3.5 The prognostic value of the 9-lncRNA signature is independent of conventional clinical risk factors
Next, we tested whether the prognostic performance of the 9-lncRNA signature was independent of those conventional clinical risk factors. In the primary dataset, binary logistic regression of the main dataset suggested that age, stage, T, N, and M were prognostic factors, but multivariate COX risk analysis indicated that age and the lncRNA model were independent prognostic factors, with HRs of 1.059 (p <0.001) and 1.035 (p<0.001), respectively (Table 3). Similarly, in the entire dataset, Binary logistic regression analysis suggested that age, stage, T, N, and M were prognostic factors, but multivariate COX risk analysis indicated that age and the lncRNA model were independent prognostic factors, with HRs of 1.035 (p <0.001) and 1.004 (p <0.001), respectively (Table 4).
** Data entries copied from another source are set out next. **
PR #162925, opened 2025-09-14
[BE] Use `fmt::format` to define Conv key

malfet:
* __->__ #162925
* #162921

Also use `getArrayRefString` instead of having separate cases for 2D and 3D Conv

### DIFF
--- a/aten/src/ATen/native/mps/operations/Convolution.mm
+++ b/aten/src/ATen/native/mps/operations/Convolution.mm
@@ -6,6 +6,7 @@
 #include <ATen/ops/_mps_convolution_transpose_native.h>
 #include <ATen/ops/mps_convolution_backward_native.h>
 #include <ATen/ops/mps_convolution_transpose_backward_native.h>
+#include <fmt/format.h>
 
 namespace at::native {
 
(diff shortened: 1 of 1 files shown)


Skylion007 (approved):

aten/src/ATen/native/mps/operations/Convolution.mm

When stratified by age, as shown by the Kaplan-Meier curve, the high-risk and low-risk groups of the 9-lncRNA signature exhibited significant differences (p <0.05) in both the subgroup aged <60 years and the subgroup aged ≥60 years (Figure 4), indicating that the 9-lncRNA signature can independently predict the prognosis of BC patients.
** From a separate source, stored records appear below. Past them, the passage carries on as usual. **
PR #162926, opened 2025-09-14
[MTIA] [PyTorch] [Export] Allow setting names for lifted constants before tracing.

patrick-toulme:
Summary:
The lift_constants_pass will set the name of lifted to constants to module_path_{lifted_tensor_counter}. This makes it very difficult for a compiler or runtime to map certain constants to what the placeholder value is in the IR. 

This PR adds a new API to Torch Export allowing users to set the names of certain tensors. The lift_constants_pass then respects this name. 

This is not supported for strict=True or for naming FakeTensors.

```
        tensor = torch.tensor([1, 2, 3])
        result = torch.export._name_tensor_constants.set_tensor_name(tensor, "my_custom_tensor")
        self.assertIs(result, tensor)  # Should return the same tensor
```

Before:
```
 %model_layers_0_self_attn_attn_lifted_tensor_0 : bf16[2, 346732, 16, 8, 64][num_users=2] = placeholder[target='model_layers_0_self_attn_attn_lifted_tensor_0']
```

```
 kv_cache = torch.export._name_tensor_constants.set_tensor_name(kv_cache, "kv_cache")
```

After:

```
%model_layers_0_self_attn_attn_kv_cache : bf16[2, 346544, 16, 8, 64][num_users=2] = placeholder[target='model_layers_0_self_attn_attn_kv_cache']
```

Test Plan:
Added unit tests

Rollback Plan:

Differential Revision: D82387095

### DIFF
--- a/torch/_export/passes/lift_constants_pass.py
+++ b/torch/_export/passes/lift_constants_pass.py
@@ -102,6 +102,114 @@ def get_constant_fqn(node: torch.fx.Node, constant_name: str) -> str:
         return constant_name
 
 
+def _get_constant_name_and_fqn(
+    node: torch.fx.Node,
+    constant_val: _ConstantAttributeType,
+    constant_attrs: ConstantAttrMap,
+    used_target_names: set[str],
+    num_tensor_constants: int,
+    num_custom_obj: int,
+) -> tuple[str, str, int, int]:
+    """
+    Single helper to get the name and FQN for all constants, handling custom names,
+    module attribute names, and default names with uniqueness checking.
+    """
+    if isinstance(constant_val, torch.Tensor):
+        # Check for custom name first
+        custom_name = getattr(constant_val, "_export_name", None)
+        if custom_name is not None:
+            return _get_unique_name(
+                node,
+                custom_name,
+                1,
+                used_target_names,
+                num_tensor_constants,
+                num_custom_obj,
+                is_custom_name=True,
+            )
+
+        # Fall back to module attribute name if available
+        constant_fqn = _get_first_fqn(constant_attrs, constant_val)
+        if constant_fqn is not None:
+            constant_name = constant_fqn.replace(".", "_")
+            return constant_name, constant_fqn, num_tensor_constants, num_custom_obj
+
+        # Use default tensor naming
+        return _get_unique_name(
+            node,
+            "",
+            num_tensor_constants,
+            used_target_names,
+            num_tensor_constants,
+            num_custom_obj,
+            is_custom_name=False,
+            prefix="lifted_tensor",
+        )
+
+    elif isinstance(constant_val, (torch.ScriptObject, FakeScriptObject)):
+        # Fall back to module attribute name if available
+        constant_fqn = _get_first_fqn(constant_attrs, constant_val)
+        if constant_fqn is not None:
+            constant_name = constant_fqn.replace(".", "_")
+            return constant_name, constant_fqn, num_tensor_constants, num_custom_obj
+
+        # Use default custom object naming
+        return _get_unique_name(
+            node,
+            "",
+            num_custom_obj,
+            used_target_names,
+            num_tensor_constants,
+            num_custom_obj,
+            is_custom_name=False,
+            prefix="lifted_custom",
+        )
+
+    else:
+        raise SpecViolationError(
+            f"Unsupported constant type {type(constant_val)} in _get_constant_name_and_fqn"
+        )
+
+
+def _get_unique_name(
+    node: torch.fx.Node,
+    base_name: str,
+    counter: int,
+    used_target_names: set[str],
+    num_tensor_constants: int,
+    num_custom_obj: int,
+    is_custom_name: bool = False,
+    prefix: str = "",
+) -> tuple[str, str, int, int]:
+    """Get a unique name, handling both custom names and default names with counter increments."""
+    if is_custom_name:
+        # For custom names, start with the base name and add suffixes if needed
+        constant_name = base_name
+        counter = 1
+    else:
+        # For default names, start with prefix_counter format
+        constant_name = f"{prefix}_{counter}"
+
+    constant_fqn = get_constant_fqn(node, constant_name)
+
+    while constant_fqn in used_target_names:
+        counter += 1
+        if is_custom_name:
+            constant_name = f"{base_name}_{counter}"
+        else:
+            constant_name = f"{prefix}_{counter}"
+        constant_fqn = get_constant_fqn(node, constant_name)
+
+    # Return updated counters
+    if is_custom_name:
+        # Custom names don't affect the default counters
+        return constant_name, constant_fqn, num_tensor_constants, num_custom_obj
+    elif prefix == "lifted_tensor":
+        return constant_name, constant_fqn, counter + 1, num_custom_obj
+    else:  # prefix == "lifted_custom"
+        return constant_name, constant_fqn, num_tensor_constants, counter + 1
+
+
 def _get_first_fqn(
     const_attrs: ConstantAttrMap,
     key: _ConstantAttributeType,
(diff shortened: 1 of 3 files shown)


jansel (changes requested):
Failing tests?

angelayi (commented):
I believe we only name things "...lifted_tensor" when there is a `torch.tensor(..)` call in the graph, not when it is set as an attribute on init, so it's not clear to me what issue you're running into. Could you check your test cases?

This example should have a constant called `c_constant_tensor`. 
```
        class SimpleModule(torch.nn.Module):
            def __init__(self):
                super().__init__()
                # Create a named tensor that will be lifted
                self.constant_tensor = torch.tensor([10, 20, 30])

            def forward(self, x):
                return x + self.constant_tensor
```

Whereas this example should have a constant called `c_lifted_tensor_0`:
```
        class SimpleModule(torch.nn.Module):
            def __init__(self):
                super().__init__()

            def forward(self, x):
                return x + torch.tensor(1)
```

patrick-toulme:
@angelayi  I will send you my workload internally to show you why I need this

test/export/test_tensor_naming.py
```diff
@@ -0,0 +1,180 @@
...
+
+        # Get original output
+        original_output = module(input_tensor)
+
+        # Export and run
+        exported_program = torch.export.export(module, (input_tensor,))
+        exported_output = exported_program.module()(input_tensor)
+
+        # Results should be identical
+        torch.testing.assert_close(original_output, exported_output)
```
angelayi: These test cases don't feel representative of the issue you were running into, which is where the kv cache tensor is being created outside of the exported function. In these test cases, the tensors are being registered as buffers already so should already have a good name. Can you update the test cases to match this?

Additionally, lifted tensors show up when a user calls torch.tensor(1) within the model code. Can you write a test case that uses the new naming API to set those names and verify that this works?

And finally can you add this test to test_export.py and use `export()` instead of `torch.export.export` -- this will test multiple flavors of export, strict/non-strict, serialization/deserialization. I suspect your test will fail in `export(..., strict=True)`

docs/source/torch.rst
```diff
@@ -768,6 +768,16 @@ Export Path
...
 
+Export Functions
+~~~~~~~~~~~~~~~~
+.. autosummary::
+    :toctree: generated
+    :nosignatures:
+
+    export.get_tensor_name
+    export.name
+    export.set_tensor_name
```
angelayi: let's keep this as a private api

torch/export/__init__.py
```diff
@@ -53,6 +56,76 @@
 
 PassType = Callable[[torch.fx.GraphModule], Optional[PassResult]]
 
+
+# Tensor naming utilities for torch export
+def set_tensor_name(tensor: torch.Tensor, name: str) -> torch.Tensor:
```
angelayi: can you make these apis private for now? Maybe put them under `torch/export/_name_tensor_constants.py`

torch/export/__init__.py
```diff
@@ -53,6 +56,76 @@
...
+            f"Name '{name}' contains invalid characters. Only alphanumeric, underscore, and dot are allowed."
+        )
+
+    # Store the name as a custom attribute on the tensor itself
+    # This survives tensor transformations better than WeakKeyDictionary
+    tensor._export_name = name  # type: ignore[attr-defined]
+    return tensor
+
+
+def name(tensor: torch.Tensor, custom_name: str) -> torch.Tensor:
```
angelayi: Let's just keep the `set_tensor_name` api and not have this alias

angelayi (dismissed):
I'm not opposed to theoretically adding an api to hint to export the names for these tensor constants, but I don't think this works for export(..., strict=True). An easier fix would be to rewrite the original code to register the constant as a buffer.

torch/export/__init__.py
patrick-toulme: will fix

torch/export/__init__.py
patrick-toulme: will fix this

docs/source/torch.rst
patrick-toulme: will fix

test/export/test_tensor_naming.py
patrick-toulme: Will make better test cases and use torch.export.export

patrick-toulme:
> I'm not opposed to theoretically adding an api to hint to export the names for these tensor constants, but I don't think this works for export(..., strict=True). An easier fix would be to rewrite the original code to register the constant as a buffer.

as we discussed, I am not allowed to rewrite vLLM code and it would be a major rewrite of vLLM. I will make the other changes you requested. Thank you!

zhxchen17 (dismissed):
Not sure about adding a private interface that will only benefit 1 group of torch.export user, especially when node renaming is doable out of export.

This can get complicated for maintenance in the long term, when tensor subclasses are involved (which decomposes a tensor and break name convention a user would like to establish here). This is also fragile if we re-export the original module in processing pipeline which can easily screw up the node names.

A better approach is to add separate metadata to placeholder nodes indicating the "sources" of input tensors (can be dynamo sources or whatever) regardless of annotating tensors. This is more likely to scale to different use cases and useful for debugging purposes anyway.

patrick-toulme:
@zhxchen17  Let's discuss internally. This is blocking any further development of vLLM for MTIA graph mode.

patrick-toulme:
> Not sure about adding a private interface that will only benefit 1 group of torch.export user, especially when node renaming is doable out of export.
> 
> This can get complicated for maintenance in the long term, when tensor subclasses are involved (which decomposes a tensor and break name convention a user would like to establish here). This is also fragile if we re-export the original module in processing pipeline which can easily screw up the node names.
> 
> A better approach is to add separate metadata to placeholder nodes indicating the "sources" of input tensors (can be dynamo sources or whatever) regardless of annotating tensors. This is more likely to scale to different use cases and useful for debugging purposes anyway.

Let me add more context to this PR, 

1. MTIA is not using dynamo, we are using export(strict=False) in our compiler. 

We are in a situation where vLLM creates raw tensors for a KV cache here 

https://github.com/vllm-project/vllm/blob/e3db5ebb66590031ecfd3338de41b6f1ee95bf2a/vllm/v1/worker/gpu_model_runner.py#L3581

This is a torch.zeros() call outside of our jitted graph at model init time. 


We then jit the entire forward of the model to make one graph for the entire model. 

The KV Cache is of shape [2, 346732, 16, 8, 64]. 


vLLM calls .unbind() in the forward graph

https://github.com/vllm-project/vllm/blob/e3db5ebb66590031ecfd3338de41b6f1ee95bf2a/vllm/v1/attention/backends/xformers.py#L356

This decomposes into 
```
kv_cache = lifted_constant(kv_cache)
key = slice(kv_cache)
reshaped_key = reshape(slice)
```

Moving on to MTIA runtime / compiler:

1. We support in-place writes to graph inputs (kv_cache is a graph input here). Our compiler internally will transform our lower end internal dialect to write in-place.
2. The user has to tell us the targets of placeholders that the user would like us to write in-place too
3. In our runtime, the user has to provide us a raw map of placeholder target to raw tensor object. 

In the current form of lifted_tensor_# name, the user has no way to pass to MTIA Runtime/Compiler the map of placeholder targets to raw tensors. 


This PR is quite small and maintains existing behavior of PyTorch. If we cannot land, this I really need PyTorch to provide some solution to my problem above. 

Also, we are not allowed to modify vLLM code to use register_buffer() etc. That would be a massive refactor of vLLM.

torch/_export/passes/lift_constants_pass.py
```diff
@@ -274,17 +275,35 @@ def lift_constants_pass(
...
+                    else:
+                        # Use default naming as last resort
                         constant_name = f"lifted_tensor_{num_tensor_constants}"
                         constant_fqn = get_constant_fqn(node, constant_name)
-                    num_tensor_constants += 1
+                        while constant_fqn in used_target_names:
+                            num_tensor_constants += 1
+                            constant_name = f"lifted_tensor_{num_tensor_constants}"
+                            constant_fqn = get_constant_fqn(node, constant_name)
+                        num_tensor_constants += 1
```
jansel: Duplicate code with the above?

I'd suggest having a single helper to get the name, rather than both `get_tensor_name` and `get_constant_fqn`.   And remove the `if custom_name is not None` branch from this function.

jansel (changes requested):

jansel (approved):

zhxchen17 (changes requested):
sorry, my concerns not addressed

angelayi (changes requested):
+1 my concerns were also not addressed :) also I believe we've found a better solution in https://github.com/pytorch/pytorch/pull/163236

3.6 Create a nomogram of 9-lncRNA markers and clinical risk factors
According to COX multivariate analysis, clinical risk factors (age) are important predictor of OS in breast cancer patients. Therefore, we integrated age with 9-lncRNA to develop an effective quantitative method (nomogram) for predicting OS. We then used this nomogram to predict the 1-year, 3-year, and 5-year survival of BC patients (Figure 5A). Subsequently, the consistency index (C-index) and calibration curve were used to evaluate the identification and calibration ability of the prognostic nomogram. The results showed that the probability determined by the nomogram was very close to the actual probability (Figure 5B, 5C, 5D, 5E). The C-index of the main dataset was 0.81.